Detienen al sospechoso  que escupió al embajador de Polonia en Israel

Post thumbnailMarek Magierowski Foto: Embajada de Polonia en Tel Aviv vía Facebook
La Cancillería polaca convocó a la embajadora israelí en Varsovia, Anna Azari, para que ofrezca una explicación luego que el embajador de Polonia en Israel, Marek Magierowski, fuese agredido con un escupitajo en Tel Aviv.

El primer ministro polaco, Mateusz Morawiecki, condenó el incidente, calificándolo de “ataque racista”.

“La violencia contra diplomáticos o cualquier otro ciudadano no debe ser tolerada”, apuntó el mandatario polaco un mensaje de Twitter.

Un israelí de 65 años, domiciliado en Herzlía, fue arrestado por la policía. El sospechoso ha sido puesto bajo arresto domiciliario por orden de un juez del distrito Tel Aviv.

El embajador polaco estaba sentado en su vehículo cuando un hombre se le acercó y “le escupió”, dijo el portavoz de la Policía, Micky Rosenfeld.

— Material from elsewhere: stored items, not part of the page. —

PR #198, opened 2020-11-16
Enable overriding of dockerNamespace on command-line

hrosenbe:
- It is now possible to override the dockerNamespace from the weathervane config file by specifying it on the command-line to runWeathervane.pl.  Because this is overriding a config file parameter, the parameter must be specified are `--` on the command-line as in: 

`./runWeathervane.pl --configFile=weathervane.config.xsmall -- --dockerNamespace=myNamespace`

### DIFF
--- a/runWeathervane.pl
+++ b/runWeathervane.pl
@@ -103,14 +103,13 @@ sub usage {
 }
 
 sub parseConfigFile {
-	my ($configFileName) = @_;
+	my ($configFileName, $dockerNamespace) = @_;
 	
 	# Read in the config file
 	open( my $configFile, "<$configFileName" ) or die "Couldn't open configuration file $configFileName: $!\n";
 
 	my @k8sConfigFiles;
 	my %clusterNameToKubeconfig;
-	my $dockerNamespace;
 	my $topLevelAppInstanceCluster = "";
 	my %topLevelStorageClassNames;
 	# Parsing the config file manually to avoid requiring the JSON package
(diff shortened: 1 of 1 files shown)


runWeathervane.pl
```diff
@@ -449,9 +447,16 @@ sub forceLicenseAccept {
     $sshMountString = "-v $homeDir/.ssh:/root/.ssh";
 }
 
-my $retRef = parseConfigFile($configFile);
+my $dockerNamespace;
+# Determine whether the dockerNamespace is set in the command-line
+# options that are getting passed to the runHarness
+if ($wvCommandLineArgs =~ /\-\-dockerNamespace(\=|\s)([^\s]*)(\s|$)/) {
```
bhoflich, line 453: Would it be valid to have multiple spaces following dockerNamespace when not using '='?
--dockerNamespace  (multiple spaces here)   myName
if so, 1st capturing group could maybe adjust (\=|\s) to (\=|\s+)    ?

bhoflich (approved):

RebeccaYo (approved):
I tested this change on my setup and it looked fine. It's great to be able to specify this from the command line, thank you.

runWeathervane.pl
hrosenbe: Actually, the way that perl puts arguments into ARGV ignores extra spaces, and the way that runWeathervane.pl puts them back together into a single string, ensures that there will never be multiple consecutive spaces in $wvCommandLineArgs.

El vocero del Ministerio de Exteriores de Jerusalén, Emmanuel Nahshon, expresó que “Israel expresa su total solidaridad con el embajador y nuestra conmoción por el ataque. La cuestión está siendo investigada por la policía. Informaremos a nuestros amigos polacos. Esta es una alta prioridad para nosotros porque estamos comprometidos con la seguridad de los diplomáticos”, recalcó.

De acuerdo con los reportes, el sospechoso también le gritó algo al embajador Magierowski, que no pudo entender excepto la palabra “polaco”.

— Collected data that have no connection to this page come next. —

PR #217, opened 2021-06-04
Bhoflich/doc updates 2.1

bhoflich:
-doc updates for pod affinity and anti-affinity
-doc updates to 2.1
-remove small2-applimit1
-update fixedConfigsSizes.xlsx and tables


doc/userDocs/usersGuide.md
```diff
@@ -1551,6 +1550,21 @@ As a result, when using node labels it is recommended that you label all of your
 worker nodes with either `wvrole=driver` or `wvrole=sut`.  This will give you the 
 best control over pod placement.
 
+### Inter-pod affinity and anti-affinity<a name="pod-affinity"></a>
+
+With the Weathervane 2.1 release, configuration parameters were provided to manage the addition of pod affinity and anti-affinity rules with weights to the Weathervane pod manifests. 
+This provides more control to which nodes the pods are eligible to be scheduled on.
```
hrosenbe, line 1556: Maybe "more control for which nodes"

doc/userDocs/usersGuide.md
```diff
@@ -1551,6 +1550,21 @@ As a result, when using node labels it is recommended that you label all of your
...
+
+| Parameter:                      | Description: |
+| ------------------------------- | ------------ |
+| `serviceTypeAntiAffinity`       | If true, a podAntiAffinity rule will be used to create anti-affinity among pods of the same type across all application instances. (Default: true) |
+| `serviceTypeAffinity`           | If true, podAffinity and podAntiAffinity rules will be used to create affinity among pods of the same type and anti-affinity among pods of different types.  These will apply across all applications instances. (Default: false) |
+| `podInstanceAffinity`           | If true, a podAffinity rule will be used to create affinity among pods of the same application instance. (Default: false) |
+| `podInstanceAffinityWeight`     | The weight to apply to the podAffinity rule if podInstanceAffinity is true. (Default: 50) |
+| `serviceTypeAntiAffinityWeight` | The weight to apply to the podAntiAffinity rule if serviceTypeAntiAffinity is true. (Default: 100) |
+
+Weathervane defaults to use serviceTypeAntiAffinity, as this leads to a more even load across all nodes and more predictable results.
```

El sospechoso alegó que los guardias no le permitieron ingresar a la embajada y lo llamaron con apodos despectivos tales como “pequeño judío”. También dijo que no sabía que su víctima era un embajador en el momento del incidente.

El hecho tiene lugar bajo el telón de fondo de las crecientes tensiones entre ambos países. El día previo al incidente, Polonia canceló la visita de una delegación de funcionarios israelíes que tenía como intención debatir el reclamo de la restitución de propiedades judías incautadas durante el Holocausto, un tema que Varsovia se niega a discutir y sostiene que es un asunto interno.

El año pasado, Varsovia aprobó una ley que declara ilegal todo tipo de acusación de complicidad del Estado o pueblo polaco con los crímenes de guerra del nazismo.

La legislación desató la indignación de Israel que la considera como un intento de prohibir los testimonios de crímenes polacos contra judíos. En respuesta, Varsovia emendó la ley para eliminar toda posibilidad de aplicar multas o sentencias efectivas de cárcel.